* MATERIAL FOR THIS EXERCISE *
PR #189, opened 2024-03-12
Close warnings reported by Clippy

gaojiaqi7:
Warning types:
 - the Err-variant returned from this function is very large
 - unused import
 - use of a fallible conversion when an infallible one could be used
 - the borrowed expression implements the required traits
 - all variants have the same prefix
 - comparing with null is better expressed by the .is_null() method
 - casting to the same type is unnecessary
 - this expression creates a reference which is immediately dereferenced by the compiler
 - this impl can be derived

### DIFF
--- a/Cargo.lock
+++ b/Cargo.lock
@@ -760,6 +760,7 @@ dependencies = [
  "cc-measurement",
  "crypto",
  "lexical-core",
+ "log",
  "serde",
  "serde_json",
  "td-shim",
--- a/src/attestation/build.rs
+++ b/src/attestation/build.rs
@@ -30,13 +30,13 @@ fn main() {
 
     // make servtd_attest_preparation
     Command::new("make")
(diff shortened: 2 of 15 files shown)


liuw1 (approved):

src/migtd/src/mig_policy.rs
```diff
@@ -12,17 +13,17 @@ pub fn authenticate_policy(
     verified_report_local: &[u8],
     verified_report_peer: &[u8],
     event_log_peer: &[u8],
-) -> Result<(), PolicyError> {
+) -> Result<(), Box<PolicyError>> {
```
jyao1, line 16: why use Box?

gaojiaqi7: Removed this by logging error information inside policy crate without returning out to caller

jyao1 (approved):

PR #202, opened 2024-04-09
migtd: mask the `xfam` and `attribute`

gaojiaqi7:
MigTD may have different features on different platforms. Mask the attribute and xfam bits that is not required for migtd.

### DIFF
--- a/src/policy/src/verify.rs
+++ b/src/policy/src/verify.rs
@@ -24,6 +24,40 @@ const EV_EVENT_TAG: u32 = 0x00000006;
 const TAGGED_EVENT_ID_POLICY: u32 = 0x1;
 const TAGGED_EVENT_ID_ROOT_CA: u32 = 0x2;
 
+// Attributes Mask:
+// Bits     Feature             Masked or Not   Notes
+// 3:0      TD Under Debug      Not masked      Always 0
+// 15:4     TD Under Profiling  Not masked      Always 0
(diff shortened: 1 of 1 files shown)


src/migtd/src/ratls/server_client.rs
```diff
@@ -123,7 +123,7 @@ fn verify_peer_cert(
     cert: &[u8],
     quote_local: &[u8],
 ) -> core::result::Result<(), CryptoError> {
-    let verified_report_local = attestation::verify_quote(quote_local)
+    let mut verified_report_local = attestation::verify_quote(quote_local)
```
jyao1, line 126: please don't change attribute here.

We can have a local mut version in authenticate_policy().

src/migtd/src/ratls/server_client.rs
```diff
@@ -137,14 +137,14 @@ fn verify_peer_cert(
         parse_extensions(extensions).ok_or(CryptoError::ParseCertificate)?;
 
     #[cfg(not(feature = "test_disable_ra_and_accept_all"))]
-    if let Ok(verified_report_peer) = attestation::verify_quote(quote_report) {
+    if let Ok(mut verified_report_peer) = attestation::verify_quote(quote_report) {
```
jyao1, line 140: Ditto.

jyao1 (approved):

PR #207, opened 2024-04-16
virtio: fix index check

### LINKED ISSUE #205: The index check should be `index >= 6` in set_region
The index check should be `index >= 6` because the array has 6 elements (0-5)
```
impl CheckRegionOverlap {
    fn set_region(&mut self, index: usize, base: u64, length: u64) -> Result<()> {
        if index > 6 {
            return Err(VirtioError::InvalidParameter);
        }

        self.flag[index] = true;
        self.interval[index][0] = base;
        self.interval[index][1] = base + length;

        Ok(())
    }
}
```

liuw1:
Fix #205

### DIFF
--- a/src/devices/virtio/src/virtio_pci.rs
+++ b/src/devices/virtio/src/virtio_pci.rs
@@ -81,7 +81,7 @@ struct CheckRegionOverlap {
 
 impl CheckRegionOverlap {
     fn set_region(&mut self, index: usize, base: u64, length: u64) -> Result<()> {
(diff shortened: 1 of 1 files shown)


gaojiaqi7:
The `VirtioPciCapabilityType` has maximum value `5`, so the index boundary should not be changed

liuw1:
> VirtioPciCapabilityType

OK，so please add a PR to replace hardcode 6.

PR #273, opened 2024-07-23
Update pre_production policy

liuw1:


liuw1:
WW30.2, I used [migtd-policy-generator](https://github.com/intel/MigTD/blob/main/tools/migtd-policy-generator/readme.md) tool to generate latest policy file. A new fmspc "10A06E050000" has been updated in SBX server.

jyao1 (approved):

PR #276, opened 2024-07-23
Enable trivy scan in CI

liuw1:


.github/workflows/trivy.yml
```diff
@@ -0,0 +1,47 @@
...
+        uses: actions/checkout@v4
+        with:
+          submodules: recursive
+
+      - name: Run Trivy vulnerability scanner
+        uses: aquasecurity/trivy-action@7b7aa264d83dc58691451798b4d117d53d21edfe
+        with:
+          scan-type: 'fs'
+          scanners: 'vuln'
+          ignore-unfixed: true
```
xiaoyuxlu, line 39: why ignore unfixed?

.github/workflows/trivy.yml
```diff
@@ -0,0 +1,47 @@
...
+    name: Build
+    runs-on: "ubuntu-20.04"
+    steps:
+      - name: Checkout code
+        uses: actions/checkout@v4
+        with:
+          submodules: recursive
+
+      - name: Run Trivy vulnerability scanner
+        uses: aquasecurity/trivy-action@7b7aa264d83dc58691451798b4d117d53d21edfe
```
xiaoyuxlu, line 35: why use this commit( 2 years ago)? why not use the latest one (0.24.0 2weeks ago)?

.github/workflows/trivy.yml
liuw1: Removed

.github/workflows/trivy.yml
liuw1: Good catch, updated.

jyao1 (approved):

PR #282, opened 2024-08-01
Fix MSI-X table offset by masking off the BIR bits

BenDHillier:
The MSI-X table offset is supposed to have the BIR bits masked off. PCI Spec V3.0 6.8.2.4: "The lower 3 Table BIR bits are masked off (set to zero) by software to form a 32-bit QWORD-aligned offset".


gaojiaqi7 (approved):
LGTM. Thanks @BenDHillier for the fix

PR #320, opened 2024-11-15
Add multiple migration support for `vmcall-vsock`

gaojiaqi7:


src/migtd/src/driver/timer.rs
```diff
@@ -32,7 +27,7 @@ pub fn schedule_timeout(timeout: u64) -> Option<u64> {
     reset_timer();
     let cpuid = unsafe { core::arch::x86_64::__cpuid_count(0x15, 0) };
     let tsc_frequency = cpuid.ecx * (cpuid.ebx / cpuid.eax);
-    let timeout = timeout / 1000 * tsc_frequency as u64;
+    let timeout = tsc_frequency as u64 * timeout / 1000;
```
jyao1, line 30: why change this?

src/migtd/src/bin/migtd/main.rs
```diff
@@ -135,6 +137,50 @@ fn handle_pre_mig() {
     }
 }
 
+#[cfg(feature = "async")]
+fn handle_pre_mig() {
```
jyao1, line 141: why we need to handle `sync` and `async` differently? Why we need a feature?

src/migtd/src/migration/session.rs
```diff
@@ -155,7 +162,7 @@ impl MigrationSession {
         Ok(())
     }
 
-    pub fn wait_for_request(&mut self) -> Result<()> {
+    pub fn wait_for_request(&mut self, block: bool) -> Result<Option<u64>> {
```
jyao1, line 165: why we need to support `block` here? Can we use false for original use case?

src/migtd/src/bin/migtd/main.rs
gaojiaqi7: The original `wait_for_request` on Linux blocks the program from reading/writing from virtio vsock/serial until next migration request comes. I suggest to file a new issue to track the async compatiblity on block version `wait_for_request`.

src/migtd/src/driver/timer.rs
gaojiaqi7: For 1, the purpose of this line of code is to calculate the increase in the Time Stamp Counter (TSC) value over a specified delay period, I think rewrite as `tsc_frequency as u64 / 1000 * timeout as u64` is a better way to address the potential overflow.

For 2/3/4, the code/comments has been updated.

src/migtd/src/migration/session.rs
gaojiaqi7: Removed. The async and sync code blocks are merged.

PR #337, opened 2025-01-24
Check exit status of build script commands.

davidskidmore:
The result from running a command only indicates whether it was able to spawn and does not check whether it finished successfully. This change is to check whether the exit status was successful so `make` failures are not silently ignored.

Signed-off-by: David Skidmore <davidskidmore@google.com>

### DIFF
--- a/src/attestation/build.rs
+++ b/src/attestation/build.rs
@@ -29,16 +29,21 @@ fn main() {
         .to_string();
 
     // make servtd_attest_preparation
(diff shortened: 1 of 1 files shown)


jyao1:
@davidskidmore , would you please fix CI issue?

davidskidmore:
I fixed the formatting issue, but there is an integration test failure now.

jyao1 (approved):

PR #349, opened 2025-03-13
vmcall-vsock: always return false in `can_recv`

gaojiaqi7:
Unlike virtio-vsock, the can_recv method of vmcall-vsock should return false because each recv operation depends on a vmcall.


src/devices/vsock/src/transport/vmcall.rs
```diff
@@ -306,7 +306,7 @@ impl VsockTransport for VmcallVsock {
 
     /// Whether can receive packet.
     fn can_recv(&self) -> bool {
-        true
+        false
```
jyao1, line 309: please add comment here to explain why.

jyao1 (approved):

PR #379, opened 2025-04-25
migtd: ghci 1.5 spec implementation

mjjagasi:
migtd: ghci 1.5 spec implementation

Signed-off-by: Mukesh Jagasia <mukesh.j.jagasia@intel.com>

### DIFF
--- a/src/devices/vmcall_raw/src/lib.rs
+++ b/src/devices/vmcall_raw/src/lib.rs
@@ -1,0 +1,129 @@
+// Copyright (c) 2025 Intel Corporation
+//
+// SPDX-License-Identifier: BSD-2-Clause-Patent
+
+#![cfg_attr(not(test), no_std)]
+
+extern crate alloc;
+use core::fmt::{self, Display};
+use rust_std_stub::{error, io};
+use tdx_tdcall::TdVmcallError;
+
+pub mod stream;
+pub mod transport;
+
+const PAGE_SIZE: usize = 0x1000;
+
+#[derive(Debug)]
+pub enum VmcallRawError {
+    /// Initialization error
+    Initialization,
+    /// Device not available
+    DeviceNotAvailable,
+    /// Cannot allocate unused port
+    NoAvailablePort,
+    /// Port has been already used
+    AddressAlreadyUsed,
+    /// Tranport: device io error
+    TransportError,
+    /// Packet buffer is too short.
+    Truncated,
+    /// Packet header can not be recognized.
+    Malformed,
+    /// An operation is not permitted in the current state.
+    Illegal,
+    /// There is no listen socket on remote
+    REFUSED,
+    /// There is no data has been sent or received
+    NotReady,
+    /// Tdvmcall error
+    TdVmcallErr,
+    /// Interrupt error
+    Interrupt,
+}
+
+impl Display for VmcallRawError {
+    fn fmt(&self, f: &mut fmt::Formatter) -> fmt::Result {
+        match self {
+            VmcallRawError::Initialization => write!(f, "Initialization"),
+            VmcallRawError::DeviceNotAvailable => write!(f, "DeviceNotAvailable"),
+            VmcallRawError::TransportError => write!(f, "TransportError"),
+            VmcallRawError::Truncated => write!(f, "Truncated"),
+            VmcallRawError::Malformed => write!(f, "Malformed"),
+            VmcallRawError::Illegal => write!(f, "Illegal"),
+            VmcallRawError::REFUSED => write!(f, "REFUSED"),
+            VmcallRawError::NoAvailablePort => write!(f, "NoAvailablePort"),
+            VmcallRawError::AddressAlreadyUsed => write!(f, "AddressAlreadyUsed"),
+            VmcallRawError::NotReady => write!(f, "NotReady"),
+            VmcallRawError::TdVmcallErr => write!(f, "TdVmcallErr"),
+            VmcallRawError::Interrupt => write!(f, "Interrupt"),
+        }
+    }
+}
+
+impl From<()> for VmcallRawError {
+    fn from(_: ()) -> Self {
+        VmcallRawError::Illegal
+    }
+}
+
+impl error::Error for VmcallRawError {}
+
+impl From<VmcallRawError> for io::Error {
+    fn from(e: VmcallRawError) -> Self {
+        io::Error::new(io::ErrorKind::Other, e)
+    }
+}
+
+impl From<TdVmcallError> for VmcallRawError {
+    fn from(_err: TdVmcallError) -> VmcallRawError {
+        VmcallRawError::TdVmcallErr
+    }
+}
+
+#[derive(Copy, Clone, PartialEq, Eq, Default, PartialOrd, Ord)]
+pub struct VmcallRawAddr {
+    pub transport_context: u64,
+}
+
+impl VmcallRawAddr {
+    pub fn new(mid: u64) -> Self {
+        VmcallRawAddr {
+            transport_context: mid as u64,
+        }
+    }
+
+    pub fn transport_context(&self) -> u64 {
+        self.transport_context as u64
+    }
+
+    pub fn set_transport_context(&mut self, mid: u64) {
+        self.transport_context = mid as u64;
+    }
+}
+
+impl fmt::Display for VmcallRawAddr {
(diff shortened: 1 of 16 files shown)


jyao1:
@mjjagasi , please fix CI failure.

For DCO, please add "Signed-off-by: " tag.

src/devices/vmcall_raw/src/transport/vmcall.rs
```diff
@@ -0,0 +1,200 @@
...
+    })
+    .await
+}
+
+fn process_buffer(buffer: &mut [u8]) -> (&mut [u8], u32, u32) {
+    assert!(buffer.len() >= 8, "Buffer too small!");
+
+    let (int_bytes, remaining) = buffer.split_at_mut(8); // Split at 8th byte
+
+    let int1 = u32::from_le_bytes(int_bytes[0..4].try_into().unwrap()); // First 4 bytes
```
jyao1, line 154: we should give a meaningful field name, instead of int1, int2.

src/migtd/src/migration/session.rs
```diff
@@ -215,6 +314,58 @@ pub fn shutdown() -> Result<()> {
     Ok(())
 }
 
+fn process_buffer(buffer: &mut [u8]) -> (u32, u32) {
+    let (int_bytes, _remaining) = buffer.split_at_mut(8); // Split at 8th byte
+
+    let int1 = u32::from_le_bytes(int_bytes[0..4].try_into().unwrap()); // First 4 bytes
+    let int2 = u32::from_le_bytes(int_bytes[4..8].try_into().unwrap()); // Next 4 bytes
```
jyao1, line 321: we should give a meaningful field name, instead of int1, int2.

src/devices/vmcall_raw/src/transport/vmcall.rs
```diff
@@ -0,0 +1,200 @@
...
+            return Poll::Pending;
+        }
+
+        Poll::Ready(Ok(data_length as usize))
+    })
+    .await
+}
+
+fn process_buffer(buffer: &mut [u8]) -> (&mut [u8], u32, u32) {
+    assert!(buffer.len() >= 8, "Buffer too small!");
```
jyao1, line 150: how do you guarantee buffer.len() >= 8 ?

src/migtd/src/migration/session.rs
```diff
@@ -215,6 +314,58 @@ pub fn shutdown() -> Result<()> {
     Ok(())
 }
 
+fn process_buffer(buffer: &mut [u8]) -> (u32, u32) {
+    let (int_bytes, _remaining) = buffer.split_at_mut(8); // Split at 8th byte
```
jyao1, line 318: how do you guarantee buffer.len() >= 8 ?

src/devices/vmcall_raw/src/transport/vmcall.rs
mjjagasi: done! please review the latest

src/migtd/src/migration/session.rs
mjjagasi: done! please review the latest

src/migtd/src/migration/session.rs
mjjagasi: Windows PoC stack changes are made to ensure that minimum buffer length is 8 bytes for the first fragment

src/devices/vmcall_raw/src/transport/vmcall.rs
mjjagasi: Windows PoC stack changes are made to ensure that minimum buffer length is 8 bytes for the first fragment

jyao1: This is NOT documented. Even if it is documented, a bad VMM might not follow the spec.

MigTD need to handle this case. Using `assert` is NOT the right way.

src/migtd/src/migration/session.rs
```diff
@@ -121,79 +127,174 @@ pub fn query() -> Result<()> {
...
+                mig_td_cid: 0,
+                mig_channel_port: 0xAC9,
+                quote_service_port: 0,
+            };
+
+            if wfr.migration_source == 1 {
+                mig_socket_info.mig_td_cid = 33;
+            } else {
+                mig_socket_info.mig_td_cid = 34;
+            }
```
jyao1, line 201: Why we still need fill mig_socket_info for vmcall_raw ?

I believe it should NOT be required.

src/migtd/src/migration/session.rs
```diff
@@ -121,79 +127,174 @@ pub fn query() -> Result<()> {
...
+            };
+
+            for i in 0..4 {
+                mig_info.target_td_uuid[i] = wfr.target_td_uuid[i];
+            }
+
+            let mut mig_socket_info = MigtdStreamSocketInfo {
+                communication_id: 0,
+                mig_td_cid: 0,
+                mig_channel_port: 0xAC9,
```
jyao1, line 193: What is 0xAC9? Why we need this info?

jyao1: Can we set `mig_socket_info` to None in vmcall_raw?

src/migtd/src/migration/session.rs
mjjagasi: Removed, made mig_socket_info (MigtdStreamSocketInfo) as Option in data.rs

src/migtd/src/migration/session.rs
mjjagasi: Yes, done!

jyao1:
When you fix the CI issue, could you please split the td-shim upgrade to a standalone commit?
That will help us narrow down the potential issue.

src/migtd/src/bin/migtd/main.rs
```diff
@@ -142,7 +142,17 @@ fn handle_pre_mig() {
                         .await
                         .map(|_| MigrationResult::Success)
                         .unwrap_or_else(|e| e);
-                    let _ = report_status(status as u8, request.mig_info.mig_request_id);
+
```
gaojiaqi7, line 145: Can these two code blocks be merged? vmcall-raw is a feature used to distinguish GHCI versions and should not be used to differentiate whether report status is async/await.

gaojiaqi7 (changes requested):

src/devices/vmcall_raw/src/transport/vmcall.rs
```diff
@@ -0,0 +1,197 @@
...
```
gaojiaqi7, line 147: It will be safer to return an Option or Result for this function. If the buffer is too small, it returns a None or Error.

gaojiaqi7 (changes requested):

src/devices/vmcall_raw/src/lib.rs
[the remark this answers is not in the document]
mjjagasi: VmcallRaw is the name of the new transport. It only contains request ID field encapsulated in VmcallRawAddr to be flexible to enable adding new fields in future. Note: all other fields from vsock have been already removed (viz. port ID, rx_cnt, tx_cnt, state)

I have retained the function names -connect, shutdown, reset, send and receive and each has a reduced functionality vis-à-vis the original vsock implementations -I found these function names relevant even in the new VmcallRaw as well.

connect() -is used to setup the receive queue (BtreeMap) and register the interrupt callback. The Request/Response messages have been removed.
shutdown() -is used in the main flow so I retained it. The shutdown/reset messages have been removed. I wanted to keep the main interface similar to other transports.
reset() -removes the packet queue for this request ID and also removes the interrupt callback for it

1.	I can combine shutdown and reset in to 1 function and rename it as finish or complete -is that okay?
2.	I can rename connect to initialize -is that okay?

vmcall_raw_transport_enqueue and vmcall_raw_transport_dequeue are intermediate functions that in turn invoke the td-shim calls for the tdvmcalls. I believe they’re necessary or do you want to move them to send/recv itself?

All vsock headers have been removed.

src/migtd/src/bin/migtd/main.rs
mjjagasi: For report status and wait for request, have done different implementations. I am not sure if I should disturb the original function because it may deal with other transports that I am not familiar with. Can you/Jiewen make this change to the original function(s) called by other transports?

jyao1 (approved):

PR #414, opened 2025-07-16
Support engine-svn mapping and signing

gaojiaqi7:


src/policy/src/v2/servtd_collateral.rs
```diff
@@ -0,0 +1,236 @@
...
+            rtmr0: bytes_to_hex_string(
+                report
+                    .get_migtd_info_property(&MigTdInfoProperty::Rtmr0)
+                    .ok()?,
+            ),
+            rtmr1: bytes_to_hex_string(
+                report
+                    .get_migtd_info_property(&MigTdInfoProperty::Rtmr1)
+                    .ok()?,
+            ),
```
jyao1, line 178: For completeness, we should get RTMR2, RTMR3 here.

But RTMR2 and RTMR3 can be skipped if the mapping file does not has those values.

* WHAT YOU HAVE TO DO *
The lines holding the string "VmcallRawAddr" in the listing above are what you should copy out.

* WRITTEN RESPONSE *
+pub struct VmcallRawAddr {
+impl VmcallRawAddr {
+        VmcallRawAddr {
+impl fmt::Display for VmcallRawAddr {
mjjagasi: VmcallRaw is the name of the new transport. It only contains request ID field encapsulated in VmcallRawAddr to be flexible to enable adding new fields in future. Note: all other fields from vsock have been already removed (viz. port ID, rx_cnt, tx_cnt, state)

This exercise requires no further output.